PR #1068, opened 2020-04-23
Add a model quantizer script

IRDonch:
This script is akin to the model converter, but instead of converting, it quantizes full-precision models to INT8 using POT with a simple configuration. For now, only certain models (for which it's known that the resulting model has good accuracy) are marked as quantizable.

● ● ●

__What to do__: Repeat the data above in full, word for word.

__Answer below__:
PR #1068, opened 2020-04-23
Add a model quantizer script

IRDonch:
This script is akin to the model converter, but instead of converting, it quantizes full-precision models to INT8 using POT with a simple configuration. For now, only certain models (for which it's known that the resulting model has good accuracy) are marked as quantizable.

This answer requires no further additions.